Wall Street Versus Silicon Valley + Wall Street’s loss is a gain for the rest of us

These sections talk about the boom and bust of algo trading talent war. In years preceding to the financial crash, most of the talented Math and Physics Ivy league grads headed to Wall street. There was a massive need for such grads to write algos , apply math to complex derivate pricing and valuation, hft algos etc. The result of this lead to talent scarcity in many fields that were crying for algos. Soon things started to change. There are many factors that lead to grads turning down Wall Street offers.

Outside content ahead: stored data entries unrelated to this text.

PR #2366, opened 2024-08-19
[CLI Config Parity] Migrate metadata cache config/flags

ashmeenkaur:
### Description
Migrate metadata cache config/flags. This PR also changes the logic of resolving deprecated and new metadata cache configs by using viper's IsSet method.

NA

### Testing details
1. Manual - NA
2. Unit tests - NA
3. Integration tests - NA


cmd/mount.go
```diff
@@ -85,11 +83,11 @@ be interacting with the file system.`)
 		gid = uint32(newConfig.FileSystem.Gid)
 	}
 
-	metadataCacheTTL := mount.ResolveMetadataCacheTTL(newConfig.MetadataCache.DeprecatedStatCacheTtl, newConfig.MetadataCache.DeprecatedTypeCacheTtl, mountConfig.MetadataCacheConfig.TtlInSeconds)
-	statCacheMaxSizeMB, err := mount.ResolveStatCacheMaxSizeMB(mountConfig.StatCacheMaxSizeMB, int(newConfig.MetadataCache.DeprecatedStatCacheCapacity))
+	metadataCacheTTL := cfg.ResolveMetadataCacheTTL(newConfig.MetadataCache.DeprecatedStatCacheTtl, newConfig.MetadataCache.DeprecatedTypeCacheTtl, newConfig.MetadataCache.TtlSecs)
+	statCacheMaxSizeMB, err := cfg.ResolveStatCacheMaxSizeMB(newConfig.MetadataCache.StatCacheMaxSizeMb, int(newConfig.MetadataCache.DeprecatedStatCacheCapacity))
```
kislaykishore, line 87: Can we resolve the ttl and statCacheMaxSizeMB upfront in rationalize.go and use the resolved values here? It seems to make more sense there than here. If you agree, we can also keep the Resolve* methods unexported.

cfg/config_util.go
```diff
@@ -41,3 +44,43 @@ func ListCacheTTLSecsToDuration(secs int64) time.Duration {
 
 	return time.Duration(secs * int64(time.Second))
 }
+
+// ResolveMetadataCacheTTL returns the ttl to be used for stat/type cache based on the user flags/configs.
+func ResolveMetadataCacheTTL(statCacheTTL, typeCacheTTL time.Duration, ttlInSeconds int64) (metadataCacheTTL time.Duration) {
```
kislaykishore, line 49: Should these functions be in rationalize.go?

cfg/constants.go
```diff
@@ -45,7 +47,39 @@ const (
...
+	AverageSizeOfPositiveStatCacheEntry uint64 = 1400
+	// AverageSizeOfNegativeStatCacheEntry is the assumed size of each negative stat-cache-entry,
+	// meant for two purposes.
+	// 1. for conversion from stat-cache-capacity to stat-cache-max-size-mb.
+	// 2. internal testing.
+	AverageSizeOfNegativeStatCacheEntry uint64 = 240
+	// defaultStatCacheMaxSizeMB is the default for stat-cache-max-size-mb
+	// and is to be used when neither stat-cache-max-size-mb nor
+	// stat-cache-capacity is set.
+	defaultStatCacheMaxSizeMB = 32
```
kislaykishore, line 84: Is this constant being used anywhere? If not, let's delete it.

kislaykishore (changes requested):

cfg/config_util.go
```diff
@@ -41,3 +44,43 @@ func ListCacheTTLSecsToDuration(secs int64) time.Duration {
...
+		if ttlInSeconds == -1 {
+			metadataCacheTTL = time.Duration(math.MaxInt64)
+		} else {
+			metadataCacheTTL = time.Second * time.Duration(ttlInSeconds)
+		}
+	} else {
+		metadataCacheTTL = time.Second * time.Duration(uint64(math.Ceil(math.Min(statCacheTTL.Seconds(), typeCacheTTL.Seconds()))))
+	}
+	return
+}
```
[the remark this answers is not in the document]
ashmeenkaur: Done, took a slightly different approach of using 2 separate implementation of the isSet interface for old (manually implemented) and new config(uses viper). Please take another look and see if it looks good now.

cfg/validate.go
```diff
@@ -107,6 +107,40 @@ func isValidKernelListCacheTTL(TTLSecs int64) error {
 	return nil
 }
 
+func isValidMetadataCache(c MetadataCacheConfig) error {
+	// Validate ttl-secs.
+	if c.TtlSecs != TtlInSecsUnsetSentinel {
```
kislaykishore, line 112: What if someone sets the ttl-secs to TtlInSecsUnsetSentinel via Viper. Validation won't fail here. And it will skip the rationalization as well since the concerned Viper key is set.
So, the value of ttl-secs will be set to TtlInSecsUnsetSentinel itself. While this case is improbable, I was wondering if we can handle it better.

cmd/legacy_param_mapper.go
```diff
@@ -156,7 +156,7 @@ func PopulateNewConfigFromLegacyFlagsAndConfig(c cliContext, flags *flagStorage,
 	if err := cfg.ValidateConfig(resolvedConfig); err != nil {
 		return nil, fmt.Errorf("cfg.ValidateConfig: %w", err)
 	}
-	if err := cfg.Rationalize(resolvedConfig); err != nil {
+	if err := cfg.Rationalize(&isSet{resolvedConfig}, resolvedConfig); err != nil {
```
kislaykishore, line 159: Nice :)

internal/fs/type_cache_test.go
```diff
@@ -77,20 +76,24 @@ var (
...
 	}
 
 	// Fill server-cfg from mount-config.
-	func(mountConfig *config.MountConfig, serverCfg *gcsfusefs.ServerConfig) {
-		serverCfg.DirTypeCacheTTL = mount.ResolveMetadataCacheTTL(mount.DefaultStatOrTypeCacheTTL, mount.DefaultStatOrTypeCacheTTL,
-			mountConfig.TtlInSeconds)
+	func(newConfig *cfg.Config, serverCfg *gcsfusefs.ServerConfig) {
+		if newConfig.MetadataCache.TtlSecs == -1 {
+			maxSupportedTTLInSecs := math.MaxInt64 / int64(time.Second)
+			newConfig.MetadataCache.TtlSecs = maxSupportedTTLInSecs
```
kislaykishore, line 90:
```suggestion
			newConfig.MetadataCache.TtlSecs = math.MaxInt64 / int64(time.Second)
```

cfg/validate.go
ashmeenkaur: Made the changes to use IsSet implementation here as well instead of relying on UnsetSentinel values.

cfg/rationalize.go
```diff
@@ -25,8 +37,36 @@ func decodeURL(u string) (string, error) {
...
+	// Else, use deprecated stat/type cache ttl to resolve metadataCacheTTL.
+	c.TtlSecs = int64(math.Ceil(math.Min(c.DeprecatedStatCacheTtl.Seconds(), c.DeprecatedTypeCacheTtl.Seconds())))
+}
+
+// resolveStatCacheMaxSizeMB returns the stat-cache size in MiBs based on the
+// user old and new flags/configs.
+func resolveStatCacheMaxSizeMB(v isSet, c *MetadataCacheConfig) {
+	// If metadata-cache:stat-cache-size-mb has been set, then it overrides
+	// stat-cache-capacity.
+	if v.IsSet("metadata-cache.stat-cache-max-size-mb") {
```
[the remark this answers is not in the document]
ashmeenkaur: Good catch! Thanks!

cfg/rationalize.go
```diff
@@ -25,8 +37,39 @@ func decodeURL(u string) (string, error) {
 	return decodedURL.String(), nil
 }
 
+// resolveMetadataCacheTTL returns the ttl to be used for stat/type cache based
+// on the user flags/configs.
+func resolveMetadataCacheTTL(v isSet, c *MetadataCacheConfig) {
+	// If metadata-cache:ttl-secs has been set, then it overrides both
+	// stat-cache-ttl and type-cache-tll.
+	if v.IsSet("metadata-cache.ttl-secs") {
```
kislaykishore, line 45: The key "metadata-cache.ttl-secs" and "metadata-cache.stat-cache-max-size-mb" are being repeated at multiple places. Shall we create constants for them?

kislaykishore (approved):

Firstly, the crisis, Secondly, the Zuckerberg-Twitter-Groupon-Dropbox-Zynga effect, i.e. technology firms were using a ton of AI, algos, bots to create apps on the internet. There is a mention of Jeffrey Hammerbacher who worked as a quant at Bear Stearns, left it to join facebook and created a ton of algos that help facebook in making the site sticky. He now heads Cloudera, another startup that uses quant stuff to manage data storage. The author cites of examples where grads have turned down offers from even Renaissance and says that they are indications that things are changing and people no longer want to end up applying math and algos for Wall Street.

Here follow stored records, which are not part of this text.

PR #2368, opened 2024-08-20
add test with cache pointing to ram based dir

sethiay:
### Description
add test with cache pointing to ram based dir

NA

### Testing details
1. Manual - NA
2. Unit tests - NA
3. Integration tests - NA

### DIFF
--- a/tools/integration_tests/read_cache/disabled_cache_ttl_test.go
+++ b/tools/integration_tests/read_cache/disabled_cache_ttl_test.go
@@ -96,8 +96,8 @@ func TestDisabledCacheTTLTest(t *testing.T) {
 
 	// Define flag set to run the tests.
 	flagsSet := [][]string{
-		{"--implicit-dirs", "--stat-cache-ttl=0s", "--config-file=" + createConfigFile(cacheCapacityInMB, false, configFileName, false)},
-		{"--stat-cache-ttl=0s", "--config-file=" + createConfigFile(cacheCapacityInMB, false, configFileNameForParallelDownloadTests, true)},
+		{"--implicit-dirs", "--stat-cache-ttl=0s", "--config-file=" + createConfigFile(cacheCapacityInMB, false, configFileName, false, getDefaultCacheDirPathForTests())},
+		{"--stat-cache-ttl=0s", "--config-file=" + createConfigFile(cacheCapacityInMB, false, configFileNameForParallelDownloadTests, true, getDefaultCacheDirPathForTests())},
 	}
 
 	// Run tests.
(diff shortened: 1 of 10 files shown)


tools/integration_tests/read_cache/setup_test.go
```diff
@@ -99,8 +99,12 @@ func mountGCSFuseAndSetupTestDir(flags []string, ctx context.Context, storageCli
 	testDirPath = client.SetupTestDirectory(ctx, storageClient, testDirName)
 }
 
-func createConfigFile(cacheSize int64, cacheFileForRangeRead bool, fileName string, enableParallelDownloads bool) string {
-	cacheDirPath = path.Join(setup.TestDir(), cacheDirName)
+func getDefaultCacheDirPathForTests() string {
+	return path.Join(setup.TestDir(), cacheDirName)
+}
+
+func createConfigFile(cacheSize int64, cacheFileForRangeRead bool, fileName string, enableParallelDownloads bool, customCacheDirPath string) string {
```
ashmeenkaur, line 106: nit: can we directly pass parameter as cacheDirPath and use it (instead of using local cacheDirPath variable)?

tools/integration_tests/read_cache/disabled_cache_ttl_test.go
```diff
@@ -96,8 +96,8 @@ func TestDisabledCacheTTLTest(t *testing.T) {
 
 	// Define flag set to run the tests.
 	flagsSet := [][]string{
-		{"--implicit-dirs", "--stat-cache-ttl=0s", "--config-file=" + createConfigFile(cacheCapacityInMB, false, configFileName, false)},
-		{"--stat-cache-ttl=0s", "--config-file=" + createConfigFile(cacheCapacityInMB, false, configFileNameForParallelDownloadTests, true)},
+		{"--implicit-dirs", "--stat-cache-ttl=0s", "--config-file=" + createConfigFile(cacheCapacityInMB, false, configFileName, false, getDefaultCacheDirPathForTests())},
+		{"--stat-cache-ttl=0s", "--config-file=" + createConfigFile(cacheCapacityInMB, false, configFileNameForParallelDownloadTests, true, getDefaultCacheDirPathForTests())},
```
ashmeenkaur, line 100: are we explicitly not using ramCache here and in other tests?

tools/integration_tests/read_cache/setup_test.go
sethiay: `cacheDirPath` is not a local variable to this function and is used at other places also. that's why I had to use like this. 

The other option is to set cacheDirPath outside of this function and then pass it the way you are mentioning but that would require changes in all test files.

tools/integration_tests/read_cache/disabled_cache_ttl_test.go
sethiay: Yes, the intention of this test is just to ensure that file-cache with and w/o parallel downloads work with ram based storage system, so we don't need to add in all the tests.

ashmeenkaur (approved):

The Future belongs to Algorithms and their creators

The last section of the book gives a few cues that give a sense of the ways bots are going to change and influence things in the future. What about the talent ? Are there are enough math grads and programming majors who can program these bots in various fields that are crying for algo solutions ? This question in the book leads to a discussion on the state of US education sector and the faculty at the junior school level. One of the solutions pointed out by many experts, deans, professors, tech visionaries is to expose kids at the junior school level to math and programming. Programming should be made compulsory to everyone at a high school level. The book ends with the following suggestion:

There are a lot of potentially quantitatively minded people roaming around out there who have never given their brains a proper crack at the game. Smart people aren’t in short supply. Smart people educated in quantitative fields are, however. We just need to increase the size of the funnel that gets people there. Every single student at every high school in America should be required to take at least one programming class. Most students will stop there and move on to do something else. But even if just 5 percent of those students become engaged with the power of devising their own programs and algorithms, it will change the dynamic of our education system and our economy. Imagine all of the students who never give programming or quantitative fields a thought. Math, to them, is a rote skill that must be memorized so that a test or a quiz can be passed; they never see the other side of math that’s changing our world. Or when they finally do, perhaps in college, their life vector is already set toward another field. Programming and computer science classes shouldn’t be relegated to a niche group of students— this is the skill, more than any other, that will matter during this century. All students should get their chance.